Più volte annunciata, continuamente rimandata, l’attesa enciclica sociale di Benedetto XVI non si sa con esattezza quando uscirà. Sembra che le bozze necessitino ancora di interventi da parte del Papa il quale non sarebbe del tutto soddisfatto del lavoro svolto. Non solo, in questi giorni ci si è messa pure la tempesta dei mercati a complicare le cose. La crisi, in sostanza, ha causato un ulteriore stop ai lavori perché, né è convinto il Pontefice, occorre apportare nuove riflessioni e valutare bene i risvolti etici che l’attuale situazione dell’economia mondiale comporta. Del resto, non potrebbe che essere così: un’enciclica dedicata ai temi sociali o risponde a sfide attuali o difficilmente risponde a qualcosa. E, in effetti, lo scopo dell’enciclica non è soltanto quello di riattualizzare le tematiche già sviluppate nella Centesimus Annus del 1991 ma anche di dedicare ampio spazio ai problemi dell’oggi.

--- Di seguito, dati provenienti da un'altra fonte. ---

PR #960, opened 2022-09-20
DeleteDirectoryContents: New API to leave top level dir intact

FanDjango:
New function overload (Wiki API will need update) to allow users of `DeleteDirectory` to optionally make this function leave the top level directory intact.

Using this will prevent use of any highly optimised server side RMDIR functionality on the uppermost level, but that's the price.

Usage:
```
		/// <summary>
		/// Deletes the specified directory and all its contents.
		/// </summary>
		/// <param name="path">The full or relative path of the directory to delete</param>
		/// <param name="options">Useful to delete hidden files or dot-files.</param>
		/// <param name="deleteFinalDir">Delete the top level dir too</param>
		public void DeleteDirectory(string path, FtpListOption options, bool deleteFinalDir = true)
```

The default for `deleteFinalDir` is `true`, which is the normal behaviour right now.

### DIFF
--- a/FluentFTP/Client/AsyncClient/DeleteDirectory.cs
+++ b/FluentFTP/Client/AsyncClient/DeleteDirectory.cs
@@ -22,7 +22,7 @@ namespace FluentFTP {
 			path = path.GetFtpPath();
 
 			LogFunction(nameof(DeleteDirectory), new object[] { path });
-			return DeleteDirInternalAsync(path, true, FtpListOption.Recursive, token);
+			return DeleteDirInternalAsync(path, true, FtpListOption.Recursive, true, true, token);
 		}
 
 		/// <summary>
@@ -40,7 +40,25 @@ namespace FluentFTP {
 			path = path.GetFtpPath();
 
 			LogFunction(nameof(DeleteDirectory), new object[] { path, options });
-			return DeleteDirInternalAsync(path, true, options, token);
+			return DeleteDirInternalAsync(path, true, options, true, true, token);
+		}
+
+		/// <summary>
+		/// Asynchronously deletes the contents of the specified directory only.
+		/// </summary>
+		/// <param name="path">The full or relative path of the directorys contents to delete</param>
+		/// <param name="options">Useful to delete hidden files or dot-files.</param>
+		/// <param name="token">The token that can be used to cancel the entire process</param>
+		public Task DeleteDirectoryContents(string path, FtpListOption options, CancellationToken token = default(CancellationToken)) {
+			// verify args
+			if (path.IsBlank()) {
+				throw new ArgumentException("Required parameter is null or blank.", nameof(path));
+			}
+
+			path = path.GetFtpPath();
+
+			LogFunction(nameof(DeleteDirectoryContents), new object[] { path, options });
+			return DeleteDirInternalAsync(path, true, options, false, true, token);
 		}
 
 		/// <summary>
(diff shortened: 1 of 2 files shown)


FluentFTP/Client/SyncClient/DeleteDirectory.cs
```diff
@@ -38,7 +38,25 @@ public partial class FtpClient {
...
+			DeleteDirInternal(path, true, options, true, true);
+		}
+
+		/// <summary>
+		/// Deletes the specified directory and all its contents.
+		/// </summary>
+		/// <param name="path">The full or relative path of the directory to delete</param>
+		/// <param name="options">Useful to delete hidden files or dot-files.</param>
+		/// <param name="deleteFinalDir">Delete the top level dir too</param>
+		public void DeleteDirectory(string path, FtpListOption options, bool deleteFinalDir) {
```
robinrodricks, line 50: Can you pls rename this to `EmptyDirectory`. It will be a new API and be nice, and also you can remove `deleteFinalDir`.

FluentFTP/Client/AsyncClient/DeleteDirectory.cs
```diff
@@ -40,7 +40,26 @@ public partial class AsyncFtpClient {
...
+		}
+
+		/// <summary>
+		/// Asynchronously removes a directory and all its contents.
+		/// </summary>
+		/// <param name="path">The full or relative path of the directory to delete</param>
+		/// <param name="options">Useful to delete hidden files or dot-files.</param>
+		/// <param name="token">The token that can be used to cancel the entire process</param>
+		/// <param name="deleteFinalDir">Delete the top level dir too</param>
+		public Task DeleteDirectory(string path, FtpListOption options, bool deleteFinalDir, CancellationToken token = default(CancellationToken)) {
```
robinrodricks, line 53: Can you pls rename this to `EmptyDirectory`. It will be a new API and be nice, and also you can remove `deleteFinalDir`.

robinrodricks:
Looks fantastic! Thanks again for your wonderful work. Added some comments.

FluentFTP/Client/SyncClient/DeleteDirectory.cs
FanDjango: That's why I requested review. I was unhappy with the order of the parameters, but also did not want to change it and then break existing users implementation. I was hoping for a second opinion on this. If only the creator of `DeleteDirectory` had included this option in the beginning, but that's not how it happens, I know.

But creating a separate API is a super idea, but I will then call into the enhanced `DeleteDirectoryInternal`. I like that and will do it.

FanDjango: Ah, I just learned to make this a draft.

FanDjango: What about `ClearDirectory` or `DeleteDirectoryContents`. This last one would then at least be lexically located close to `DeleteDirectory`?

FanDjango:
I will rebase so we can see the net changes

FanDjango:
Yes, the rebase removed all the reference to the serverhandlers and so on, because now with the new API function, things are a whole lot less complicated (instead of the insane overloading). Thanks @robinrodricks

FanDjango:
If you want this to be a separate .cs, can you do that?

robinrodricks:
I would have merged this PR and changed it myself, but since its a draft I cannot.

Anyway, can you please rename the API to `EmptyDirectory` as `DeleteDirectoryContents` is much too long, and I don't bother much with API discoverability. I prefer short names ("TransferFile" rather than "FXPTransferFile" and so on). I like `ClearDirectory` too, however it is very similar in meaning to `DeleteDirectory` so I can see some users getting confused about it.

-------------------

As you can see I try to use the shortest name possible, ideally in this format `<verb> <term>`

- DirectoryExists
- CreateDirectory
- DeleteDirectory
- EmptyDirectory
- MoveDirectory

robinrodricks:
Oh wait I got it.

FanDjango:
I have just tested it, and it still works. Sorry I forgot about adding the interface definitions. I shall do the Wiki addition, in the next few days and I ask you to review that then...

robinrodricks:
Released!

In Vaticano c’è chi non esclude che possa ripetersi quanto accaduto circa un anno fa. Era il 20 novembre. Si parlava di un enciclica sociale di imminente uscita e, invece, il Pontefice diede alla luce la Spe salvi, dedicata alla speranza cristiana. Anche quest’anno, dunque, al posto dell’uscita di un’enciclica sociale ne potrebbe uscire un’altra dedicata alla fede e che completerebbe il trittico ratzingeriano dedicato alle virtù teologali: iniziò nel 2005 con la Deus caritas est (carità) e continuò nel 2007 con l’enciclica sulla speranza.

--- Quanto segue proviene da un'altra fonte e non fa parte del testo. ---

PR #962, opened 2022-09-22
Add null checks when disposing

### LINKED ISSUE #961: Annoying NullReferenceException in DownloadStream for non-existent file
Hi there,

when debugging an application, which utilizes FluentFtp for ftp communication, it breaks due to some internal NullReferenceException when trying to download some non-existent file:

> System.NullReferenceException
  HResult=0x80004003
  Message=Object reference not set to an instance of an object.
  Source=FluentFTP
  StackTrace:
   at FluentFTP.AsyncFtpClient.<DownloadFileInternalAsync>d__26.MoveNext()

Is there any chance to avoid this, so we do not have to uncheck NullReferenceException in "Exception Settings"?

Best
Andreas

jnyrup:
I believe this fixes #961, but I haven't tried it out.

When `OpenRead` throws an exception `downStream` isn't assigned to a non-null value.
This causes a `NullReferenceException` when trying to dispose it.
The exception is immediately caught but that has two drawbacks.
* It's much more expensive to throw and catch an exception than null checking it.
* As reported in the issue it breaks the IDE when a debugger is attached and `NullReferenceException` is checked in "Exception Settings".

### DIFF
--- a/FluentFTP/Client/AsyncClient/DownloadFileInternal.cs
+++ b/FluentFTP/Client/AsyncClient/DownloadFileInternal.cs
@@ -35,10 +35,8 @@ namespace FluentFTP {
 				// open the file for reading
 				downStream = await OpenRead(remotePath, Config.DownloadDataType, restartPosition, fileLen, token);
 				// workaround for SOCKS4 and SOCKS4a proxies
-				if (restartPosition == 0)
-				{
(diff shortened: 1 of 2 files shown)


robinrodricks:
Looks like a clean fix, thanks!

PR #967, opened 2022-09-26
Show protocol in Auth Success message

FanDjango:
I find this very useful when debugging connects.

Show protocol in the FTPS authentication successful message. Change some upper case to lower case at the same time.

```
Command:  AUTH TLS
Status:   Waiting for response to: AUTH TLS
Response: 234 AUTH TLS successful
Status:   FTPS Authentication Successful, protocol = Tls12
Status:   Time to activate encryption: 0h 0m 0s.  Total Seconds: 0,0030331.
```


robinrodricks:
Awesome, thanks!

A scompaginare ancora di più le carte ci si è messa una settimana fa una delle migliori teste pensanti dell’attuale collegio cardinalizio: il cardinale Marc Ouellet, arcivescovo di Québec. Egli, tenendo la relazione iniziale del Sinodo dei vescovi, ha lanciato una sua proposta: la richiesta al Papa di scrivere un’enciclica dedicata all’interpretazione della sacra scrittura. Di per sé Benedetto XVI non dovrebbe avere particolari problemi a stendere un simile testo. Anche ieri, tra l’altro, intervenendo a sorpresa al Sinodo, ha dedicato parole all’argomento. E, inoltre, molto del suo lavoro dedicato alla stesura dei due volumi su Gesù di Nazaret potrebbe facilmente confluire in questa enciclica che, se realizzata, darebbe abbrivio a un’idea che non dispiace oltre il Tevere: al posto di chiudere il Sinodo con un’esortazione apostolica, più utile e di maggior pregio sarebbe che il Papa stendesse direttamente un’enciclica.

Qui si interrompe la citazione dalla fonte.